Артем остановился, притаился за чахлыми кустами, на которых болтались последние засохшие листья.
— Здесь будем ждать, — сообщил он почему-то шепотом.
Я кивнул.
Вот значит, как выглядит этот брод, давший новое название поселку. Не только новое название — новую жизнь. Домашняя скотина в проснувшемся мире — это такой козырь в рукаве, о котором даже мечтать нельзя.
За годы спячки домашние животные либо передохли, либо одичали. За считанные дни после пробуждения люди оскотинились. В одичавшем и оскотинившемся настоящем иметь домашнюю скотину, и не иметь из-за этого проблем было сродни библейскому чуду.
Белокаменный Коровий брод доказал: чудеса случаются.
— Долго ждать-то? — спросил я.
Артем пожал плечами. Шепнул:
— Всяко бывает. Иногда недолго, порой дотемна. Но чаще недолго. И всегда в один день.
— А потом чего?
— Чего? Возьмем корову, отведем в коровник. Да вы не бойтесь, она не бодучая.
Не бодучая. Это прошлые были не бодучими. А кто ее знает, какая на этот раз выйдет. Может, оттуда вместо домашней коровы дикий бык припрется. А за светом тут, видно, какая-то временная аномалия. И корова одна и та же. И домашняя. Тридцать лет она прожить никак не могла. Значит, приходит из прошлого.
Кстати, этим можно объяснить и выпавший из жизни месяц, испарившийся в мгновение между нашим входом в свет в Новгороде и выходом из него возле Белокаменного.
— А чего шепчешь? — спросил я.
Артем пожал плечами:
— Так как-то… по привычке.
— Конспиратор.
Необычности, странности и непонятности подбивают на благоговейный шепот. Я понимал парня: у меня у самого зародилось предвкушение чего-то волнительного.
С другой стороны, для Артема-то все это должно быть рутиной. Сколько он отсюда этих коров уже перетаскал.

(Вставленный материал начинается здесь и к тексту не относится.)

PR #771, opened 2023-01-05
Additional Tailwind Elements Added

### LINKED ISSUE #756: Convert an additional set Svelte Components to Element styles

None of these components contain logic, which makes them prime candidates to convert to Elements. That being CSS styles like buttons, badges, cards, etc rather than Svelte components. This greatly simplified the easy of use (no import needed).

- [x] Alerts
- [x] Breadcrumbs
- [x] Dividers
- [x] Gradient Headings

The first three would be a similar conversion to buttons, badges, cards, etc. But Gradient Headings would be a bit different. In most cases we would recommend folks generate their own `@apply` styles that are dropped into a reusable class in their global stylesheet. Something like this:

image

For now I'm opening this to feedback and questions, but plan to jump on this in the next few days.

Enhancement

_No response_

endigo9740:
Fixes #756

### DIFF
--- a/src/lib/styles/elements/breadcrumbs.css
+++ b/src/lib/styles/elements/breadcrumbs.css
@@ -1,0 +1,13 @@
+/* Tailwind Elements: breadcrumbs.css */
+
+@layer components {
+	.breadcrumbs {
+		@apply flex items-center space-x-4 w-full hide-scrollbar overflow-x-auto;
+	}
+	.crumb {
+		@apply flex justify-center items-center space-x-2;
+	}
+	.crumb-separator {
+		@apply flex text-surface-700-200-token w-2 opacity-50;
+	}
+}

Через полчаса сидения в кустах, от волнительного ожидания чудес не осталось и следа. Сперва стало зябко. Потом откровенно холодно. Неприятный ветер продувал жидкие кусты и нас с Артемом. Не знаю как парня, а меня так до костей.
— Долго еще? — не выдержал я.
Он снова пожал плечами.
— Надо было у Митрофаныча согревающего прихватить, — проворчал я, чувствуя, как постукивают от холода зубы.
Артем резко приложил палец к губам:
— Тс-с-с!
Я замолчал, вслушиваясь в шелест голых ветвей на ветру. Где-то вдалеке послышался тихий всплеск воды.
— Корова? — спросил я, отметив, что тоже перехожу на шепот.
Артем довольно кивнул, странно зажестикулировал. Так в американском кино, стоя под запертой дверью, актеры, играющие полицейских, показывают актерам, играющим их напарников, как они сейчас будут брать преступника.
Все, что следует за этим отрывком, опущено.